Quem escreve nossas histórias? A luta por representatividade negra nas novelas brasileiras

30 de Setembro de 2025
representatividade negra novelas opiniao
Taís Araujo e Bella Campos , em "Vale Tudo" | Fabio Rocha/TV Globo

Partilhar

Será que já podemos dizer que temos representatividade negra nas telenovelas brasileiras?
É um audiovisual muito popular, um dos mais assistidos mundialmente, inclusive pela comunidade PALOP. Apesar de ser um produto cultural muito forte e presente no nosso dia a dia, ainda carregamos uma ausência gritante de personagens negros, principalmente protagonistas.


O que vemos representado nas novelas é um Brasil que poucos conhecem e acessam, contando histórias de pessoas brancas e ricas, moradoras e frequentadoras da zona sul do Rio de Janeiro, bairros nobres e elitistas da cidade, sem abrir espaço para histórias pretas e mais reais.

Num país onde 56% da população se autodeclara negra (pretos e pardos) (IBGE, 2022), apenas 7% dos atores negros fizeram parte de telenovelas entre 1990 e 2024 (CÁSPER, 2024). E ainda assim, tratava-se quase sempre de personagens caricatos e estereotipados: empregadas domésticas, traficantes, prostitutas. Sempre nesse lugar de servidão, física ou sexual, nos limitando até mesmo de ascender dentro das telas.

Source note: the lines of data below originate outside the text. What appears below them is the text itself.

PR #2782, opened 2021-06-07
allow Matrices in transformations of GroupedDataFrame

bkamins:
Fixes https://github.com/JuliaData/DataFrames.jl/issues/2781

### DIFF
--- a/src/groupeddataframe/splitapplycombine.jl
+++ b/src/groupeddataframe/splitapplycombine.jl
@@ -27,7 +27,8 @@ function _combine_prepare(gd::GroupedDataFrame,
                           keepkeys::Bool, ungroup::Bool, copycols::Bool,
                           keeprows::Bool, renamecols::Bool)
     for cei in cs
-        @assert cei isa Union{Pair, Base.Callable, ColumnIndex, MultiColumnIndex}
+        @assert cei isa Union{Pair, Base.Callable, ColumnIndex, MultiColumnIndex,
+                              AbstractVecOrMat{<:Pair}}
     end
     if !ungroup && !keepkeys
         throw(ArgumentError("keepkeys=false when ungroup=false is not allowed"))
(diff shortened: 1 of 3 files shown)


pdeffebach (commented):
It looks like all the action with `select(df::AbstractDataFrame...)` is happening inside `manipulate` [here](https://github.com/JuliaData/DataFrames.jl/blob/a671a3b86537a253d461ff54b87ae2c26e4e8a04/src/abstractdataframe/selection.jl#L1288). 

Why not use the same structure / logic with SplitApplyCombine?

bkamins:
We essentially use the same structure just the function is not called `manipulate`, but `_combine_prepare` and then super complex logic.

Originally I preferred to add type assertions in `select` etc. in `GroupedDataFrame` case to be on a safe side - if I am not able to write a correct signature then it means that the design is too complex :) (and here what happened is that we have added support for matrices, but forgotten to add signatures).

pdeffebach:
Okay. It sounds like we might want to re-factor in the future, but shouldn't use this PR to do it.

bkamins:
Yes - refactoring is something I wanted to do for a long time, but you know how it is: we add features, the code gest more complex, at some point it is super hard to change anything unless you rewrite it from scratch (that is why I put so much attention to tests and documentation).

src/groupeddataframe/splitapplycombine.jl
```diff
@@ -27,7 +27,8 @@ function _combine_prepare(gd::GroupedDataFrame,
                           keepkeys::Bool, ungroup::Bool, copycols::Bool,
                           keeprows::Bool, renamecols::Bool)
     for cei in cs
-        @assert cei isa Union{Pair, Base.Callable, ColumnIndex, MultiColumnIndex}
+        @assert cei isa Union{Pair, Base.Callable, ColumnIndex, MultiColumnIndex,
+                              AbstractVecOrMat{<:Pair}}
```
nalimilan, line 31: How were vectors supported before this PR?

bkamins: I could add `AbstractMatrix{<:Pair}` in the union, but I thought that it is cleaner to use `AbstractVecOrMat{<:Pair}` to signal the design intention.

bkamins: @nalimilan - do we agree on this approach?

bkamins: @nalimilan - ok to merge?

nalimilan (approved):

bkamins:
Thank you!

Issue #2790, opened 2021-06-18
inconsistency of groupby() for -0.0


sl-solution:
The following examples demonstrate the issue,

```julia
df = DataFrame(a = [0.0,-0.0,1.0])
groupby(df,1)
df = DataFrame(a = [0.0,-0.0,1.1])
groupby(df,1)
```

bkamins:
Thank you for reporting.

PR #2791, opened 2021-06-18
Fix float grouping

bkamins:
Fixes https://github.com/JuliaData/DataFrames.jl/issues/2790

### DIFF
--- a/src/groupeddataframe/groupeddataframe.jl
+++ b/src/groupeddataframe/groupeddataframe.jl
@@ -75,7 +75,7 @@ not matter in this case.
 
 In the current implementation if `sort=false` groups are ordered following the
 order of appearance of values in the grouping columns, except when all grouping
-columns provide non-`nothing` `DataAPI.refpool` in which case the order of groups
+columns provide non-`nothing` `DataAPI.refpool`, in which case the order of groups
 follows the order of values returned by `DataAPI.refpool`. As a particular application
 of this rule if all `cols` are `CategoricalVector`s then groups are always sorted.
 Integer columns with a narrow range also use this this optimization, so to the
--- a/src/groupeddataframe/groupeddataframe.jl
+++ b/src/groupeddataframe/groupeddataframe.jl
@@ -45,14 +45,8 @@ into row groups.
   ($COLUMNINDEX_STR; $MULTICOLUMNINDEX_STR).
 - `sort` : whether to sort groups according to the values of the grouping columns
   `cols`; if `sort=false` then the order of groups in the result is undefined
-  and may change in future releases. In the current implementation
-  groups are ordered following the order of appearance of values in the grouping
-  columns, except when all grouping columns provide non-`nothing`
-  `DataAPI.refpool` in which case the order of groups follows the order of
-  values returned by `DataAPI.refpool`. As a particular application of this rule
-  if all `cols` are `CategoricalVector`s then groups are always sorted
-  Integer columns with a narrow range also use this this optimization, so
-  to the order of groups when grouping on integer columns is undefined.
+  and may change in future releases; below a description of the current
+  implementation is provided.
 - `skipmissing` : whether to skip groups with `missing` values in one of the
   grouping columns `cols`
 
@@ -79,10 +73,17 @@ an `AbstractDict` can be used to index into a grouped data frame where
 the keys are column names of the data frame. The order of the keys does
 not matter in this case.
 
+In the current implementation if `sort=false` groups are ordered following the
+order of appearance of values in the grouping columns, except when all grouping
+columns provide non-`nothing` `DataAPI.refpool` in which case the order of groups
+follows the order of values returned by `DataAPI.refpool`. As a particular application
+of this rule if all `cols` are `CategoricalVector`s then groups are always sorted.
+Integer columns with a narrow range also use this this optimization, so to the
+order of groups when grouping on integer columns is undefined.
 A column is considered to be an integer column when deciding on the grouping
-algorithm choice if its `eltype` is a subtype of `Union{Missing, Real}`, all its
-elements are either `missing` or pass `isinteger` test, and none of them is
-equal to `-0.0`.
+algorithm choice if its `eltype` is a subtype of `Union{Missing, Real}`,
+all its elements are either `missing` or pass `isinteger` test,
+and none of them is equal to `-0.0`.
 
 # See also
 
--- a/src/groupeddataframe/groupeddataframe.jl
+++ b/src/groupeddataframe/groupeddataframe.jl
@@ -79,6 +79,11 @@ an `AbstractDict` can be used to index into a grouped data frame where
 the keys are column names of the data frame. The order of the keys does
 not matter in this case.
 
+A column is considered to be an integer column when deciding on the grouping
+algorithm choice if its `eltype` is a subtype of `Union{Missing, Real}`, all its
+elements are either `missing` or pass `isinteger` test, and none of them is
+equal to `-0.0`.
+
 # See also
 
 [`combine`](@ref), [`select`](@ref), [`select!`](@ref), [`transform`](@ref), [`transform!`](@ref)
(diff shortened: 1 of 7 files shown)


nalimilan:
Woops. Though maybe it would be worth checking whether the data contains `-0.0`, and use the fast path if not? Is there also a problem with `NaN` and `Inf`?

bkamins:
>  Is there also a problem with `NaN` and `Inf`?

No, it is OK, because:
```
julia> isinteger(Inf)
false

julia> isinteger(NaN)
false
```

We could add a check against `-0.0`. However, I feel that doing `groupby` floats is rare (and in general discouraged) therefore I thought we can skip the fast path in this case.

If you would prefer to add special handling of `-0.0` instead please let me know and I can add this instead of what I propose now.

nalimilan:
As you prefer, but I tend to think that it's good to support the fast path in as many cases as possible unless that's hard to do. For example, R uses floats by default when reading CSV files, so people could end up with float columns with only integers instead of `Integer` columns when transferring from or loading Arrow files written in R. That may even end up in a blog post comparing DataFrames.jl's performance against R. It's hard to anticipate what weird things people might do...

test/grouping.jl
```diff
@@ -3710,6 +3710,14 @@ end
     end
 end
 
+@testset "grouping floats" begin
+    @test length(groupby_checked(DataFrame(a=[0.0, -0.0]), :a)) == 2
+    @test getindex.(keys(groupby_checked(DataFrame(a=[3.0, 2.0, 0.0]), :a)), 1) ==
+          [0, 2, 3]
+    @test getindex.(keys(groupby_checked(DataFrame(a=[3.0, 2.0, -0.0]), :a)), 1) ==
+          [3, 2, 0]
+end
```
bkamins, line 3719: in the tests above you see the consequence of allowing floats in fast path. The issue is that then the order of groups (being a consequence of switching of algorithm) depends on the values not only on types.

bkamins:
> As you prefer, but I tend to think that it's good to support the fast path in as many cases as possible unless that's hard to do.

I have implemented it and added tests showing the consequences. Let us decide which approach is better.

src/groupeddataframe/utils.jl
```diff
@@ -143,10 +143,28 @@ function refpool_and_array(x::AbstractArray)
         else
             return nothing, nothing
         end
-    elseif x isa AbstractArray{<:Union{Real, Missing}} &&
-        all(v -> ismissing(v) | isinteger(v), x) &&
-        !isempty(skipmissing(x))
-        minval, maxval = extrema(skipmissing(x))
+    elseif x isa AbstractArray{<:Union{Real, Missing}} && length(x) > 0
+        if !(x isa AbstractArray{<:Union{Integer, Missing}})
+            if !all(v -> (ismissing(v) | isinteger(v)) & (!isequal(v, -0.0)), x)
```
nalimilan, line 148:
```suggestion
            if !all(v -> (ismissing(v) | isinteger(v)) & !isequal(v, -0.0), x)
```

src/groupeddataframe/utils.jl
```diff
@@ -143,10 +143,28 @@ function refpool_and_array(x::AbstractArray)
...
+            y === nothing && return nothing, nothing
+            (v, s) = y
+            minval = maxval = v
+            while true
+                y = iterate(smx, s)
+                y === nothing && break
+                (v, s) = y
+                maxval = max(v, maxval)
+                minval = min(v, minval)
+            end
```
nalimilan, line 164: Why not just keep using `extrema`? Is this just to avoid checking `isempty(skipmissing(x))` first? If so I'm not sure it's worth it TBH, as it should be relatively cheap compared with the cost of grouping. Also if we wanted to be maximally efficient we should use a single loop in which we would check both whether there's at least one non-missing value and `(ismissing(v) | isinteger(v)) & !isequal(v, -0.0)`.

test/grouping.jl
nalimilan: Ah, right. We don't provide any guarantees on the order, but it's true that the change could be confusing.

src/groupeddataframe/utils.jl
bkamins: The reason is performance. It is not a huge difference but still noticeable for sizes like 10^8.

> `(ismissing(v) | isinteger(v)) & !isequal(v, -0.0)`

This check is done only for non-`Integer` eltype (and I decided it is OK to run a loop twice, as I am still convinced that it is a rare use-case - people should not `groupby` float values I think).

test/grouping.jl
bkamins: Before I move forward with the changes you suggested above let us make this decision:
1. do we want to be flexible (and **sometimes** handle floats using fast path),
2. or we want to use fast path only to `Integer`s?

I prefer option 2. (i.e. do not handle floats using fast path at all), but I also understand the reasons why you would prefer it, so I am not sure which way to go.

bkamins:
I will finalize this PR with the current design (treat float as integer if possible). After thinking I think it is less breaking, as we just have to add only the following condition to the current rules:

> `-0.0` is considered not to be an integer

(so doing it this way is less breaking)

src/groupeddataframe/utils.jl
nalimilan: > The reason is performance. It is not a huge difference but still noticeable for sizes like 10^8.

You mean the performance of `isempty(skipmissing(x))`? That cost should be pretty low unless you have 10^8 missing values at the beginning, right?

bkamins: OK - I will revert.

pdeffebach (approved):

bkamins:
@nalimilan - I have made the requested cleanups. This should be good to be merged. Thank you!

src/groupeddataframe/groupeddataframe.jl
```diff
@@ -79,6 +79,11 @@ an `AbstractDict` can be used to index into a grouped data frame where
 the keys are column names of the data frame. The order of the keys does
 not matter in this case.
 
+A column is considered to be an integer column when deciding on the grouping
+algorithm choice if its `eltype` is a subtype of `Union{Missing, Real}`, all its
+elements are either `missing` or pass `isinteger` test, and none of them is
+equal to `-0.0`.
```
nalimilan, line 85: It would make sense to regroup all information regarding algorithm and order in the same place. Currently it's discussed under the `sort` keyword argument. Maybe shorten its description and move its contents here, with a pointer to here?

src/groupeddataframe/utils.jl
```diff
@@ -143,10 +143,22 @@ function refpool_and_array(x::AbstractArray)
...
-    elseif x isa AbstractArray{<:Union{Real, Missing}} &&
-        all(v -> ismissing(v) | isinteger(v), x) &&
-        !isempty(skipmissing(x))
-        minval, maxval = extrema(skipmissing(x))
+    elseif x isa AbstractArray{<:Union{Real, Missing}} && length(x) > 0
+        if !(x isa AbstractArray{<:Union{Integer, Missing}})
+            if !all(v -> (ismissing(v) | isinteger(v)) & !isequal(v, -0.0), x)
+                return nothing, nothing
+            end
+        end
```
nalimilan, line 151:
```suggestion
    elseif x isa AbstractArray{<:Union{Real, Missing}} && length(x) > 0 &&
        (x isa AbstractArray{<:Union{Integer, Missing}} ||
         all(v -> (ismissing(v) | isinteger(v)) & !isequal(v, -0.0), x))
```

src/groupeddataframe/groupeddataframe.jl
bkamins: OK - I moved it as suggested.

src/groupeddataframe/groupeddataframe.jl
```diff
@@ -79,6 +73,18 @@ an `AbstractDict` can be used to index into a grouped data frame where
 the keys are column names of the data frame. The order of the keys does
 not matter in this case.
 
+In the current implementation if `sort=false` groups are ordered following the
+order of appearance of values in the grouping columns, except when all grouping
+columns provide non-`nothing` `DataAPI.refpool` in which case the order of groups
```
nalimilan, line 78:
```suggestion
columns provide non-`nothing` `DataAPI.refpool`, in which case the order of groups
```

nalimilan (approved):

bkamins:
Thank you!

Esses números mostram o abismo entre o Brasil de fato e o Brasil que se quer vender nas novelas. Mostram também como a televisão insiste em nos colocar em papéis que reforçam desigualdades históricas e estereótipos negativos.

PUBLICIDADE

Fora do Centro - Gisela Mabel

“Artistas negros precisam negociar constantemente sua carreira com estigmas impostos pelo mercado. E se o mercado dita as regras, será que não está na hora de mudar essas regras?”

Karen Pacheco

representatividade negra novelas opiniao

Elisa Lucinda, Manu Estevão, Bella Campos, Sheron Menezzes e Che Moais em 'Vai na Fé' ©️ João Miguel Júnior/Globo

A TV Globo, maior emissora do Brasil, tem como meta atingir 50% de profissionais negros até 2030. Nos últimos anos, tivemos novelas com mais personagens negros, como Vai na Fé (2023), que contou com 70% do elenco negro em uma trama que não abordava escravidão; o remake de Renascer (2023); e agora o remake de Vale Tudo, que passa de 2 atores negros na versão original (1988) para mais de 15 (2025). Apesar disso, representatividade não é apenas presença em cena, mas também a forma como essas histórias são contadas.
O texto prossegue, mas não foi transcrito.